··· Excerpted data ···
PR #142, opened 2016-05-12
Add missing const qualifier from add operator

bremoran:
This change permits friendlier use of the type such as:

```C++
ManagedString s = "A";
ManagedString b = s + ", " + 2;
```

### DIFF
--- a/inc/types/ManagedString.h
+++ b/inc/types/ManagedString.h
@@ -314,7 +314,7 @@ class ManagedString
       * display.scroll(s + p) // scrolls "abcdefgh"
       * @endcode
       */
-    ManagedString operator+ (ManagedString& s);
+    ManagedString operator+ (const ManagedString& s);
 
     /**
       * Provides a character value at a given position in the string, indexed from zero.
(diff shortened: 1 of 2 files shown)


jamesadevine:
@bremoran Thanks, I noticed this yesterday! :smile:

I will test and merge.

jamesadevine:
Thanks @bremoran - looks good!

Just a couple of thoughts based on this PR...

So now this format is valid:
```
ManagedString s = "A";
ManagedString b = s + ", " + 2;
```

Which is absolutely fantastic! 

However when you do something like this:
```
ManagedString s = "A";
ManagedString b = "abc123 " + s + " def456";
```
This doesn't work, due to operator precedence, which of course is the correct behaviour! Arguably this is confusing to a new C/C++ programmer...

A simple fix would be to precede the above example with an empty string:
```
ManagedString s = "A";
ManagedString b = ManagedString::EmptyString + "abc123 " + s + " def456";
```
However this solution lacks elegance,  is there a neater way of doing something like this?

carlosperate:
My C++ is a bit rusty, but can't you do an `std::string operator+(const std::string& slhs, const ManagedString& srhs);` overloader?

bremoran:
@carlosperate, Yes, you can do something like that. I'm working on a PR that demonstrates the technique for addition.

bremoran:
This PR should provide a solution for order of operations considerations: https://github.com/lancaster-university/microbit-dal/pull/143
···
Produce the material again exactly as it is shown above.

## Exercise output
PR #142, opened 2016-05-12
Add missing const qualifier from add operator

bremoran:
This change permits friendlier use of the type such as:

```C++
ManagedString s = "A";
ManagedString b = s + ", " + 2;
```

### DIFF
--- a/inc/types/ManagedString.h
+++ b/inc/types/ManagedString.h
@@ -314,7 +314,7 @@ class ManagedString
       * display.scroll(s + p) // scrolls "abcdefgh"
       * @endcode
       */
-    ManagedString operator+ (ManagedString& s);
+    ManagedString operator+ (const ManagedString& s);
 
     /**
       * Provides a character value at a given position in the string, indexed from zero.
(diff shortened: 1 of 2 files shown)


jamesadevine:
@bremoran Thanks, I noticed this yesterday! :smile:

I will test and merge.

jamesadevine:
Thanks @bremoran - looks good!

Just a couple of thoughts based on this PR...

So now this format is valid:
```
ManagedString s = "A";
ManagedString b = s + ", " + 2;
```

Which is absolutely fantastic! 

However when you do something like this:
```
ManagedString s = "A";
ManagedString b = "abc123 " + s + " def456";
```
This doesn't work, due to operator precedence, which of course is the correct behaviour! Arguably this is confusing to a new C/C++ programmer...

A simple fix would be to precede the above example with an empty string:
```
ManagedString s = "A";
ManagedString b = ManagedString::EmptyString + "abc123 " + s + " def456";
```
However this solution lacks elegance,  is there a neater way of doing something like this?

carlosperate:
My C++ is a bit rusty, but can't you do an `std::string operator+(const std::string& slhs, const ManagedString& srhs);` overloader?

bremoran:
@carlosperate, Yes, you can do something like that. I'm working on a PR that demonstrates the technique for addition.

bremoran:
This PR should provide a solution for order of operations considerations: https://github.com/lancaster-university/microbit-dal/pull/143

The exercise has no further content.